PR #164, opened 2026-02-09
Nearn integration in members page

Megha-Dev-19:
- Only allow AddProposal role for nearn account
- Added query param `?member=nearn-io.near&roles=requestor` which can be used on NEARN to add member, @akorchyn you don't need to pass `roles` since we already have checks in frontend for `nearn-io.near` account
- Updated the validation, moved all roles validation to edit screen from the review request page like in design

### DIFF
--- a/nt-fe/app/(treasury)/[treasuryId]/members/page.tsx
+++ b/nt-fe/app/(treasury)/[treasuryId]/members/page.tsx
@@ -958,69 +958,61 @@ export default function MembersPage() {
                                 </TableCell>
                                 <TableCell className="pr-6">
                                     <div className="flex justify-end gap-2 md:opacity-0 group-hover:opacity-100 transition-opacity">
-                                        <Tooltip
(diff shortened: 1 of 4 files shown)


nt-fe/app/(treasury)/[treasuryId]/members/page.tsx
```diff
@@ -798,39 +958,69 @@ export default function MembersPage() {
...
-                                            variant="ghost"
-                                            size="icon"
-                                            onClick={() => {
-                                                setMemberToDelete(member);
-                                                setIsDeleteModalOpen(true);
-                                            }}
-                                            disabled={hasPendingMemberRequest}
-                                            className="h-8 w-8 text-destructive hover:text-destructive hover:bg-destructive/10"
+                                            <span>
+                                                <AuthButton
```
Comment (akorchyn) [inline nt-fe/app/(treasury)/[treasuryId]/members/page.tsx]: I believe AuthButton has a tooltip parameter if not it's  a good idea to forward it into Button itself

══════

YOUR OBJECTIVE
Give the number of lines in the listing that contain the word "akorchyn", leaving out all other words.

RESULT OF THE EXERCISE
2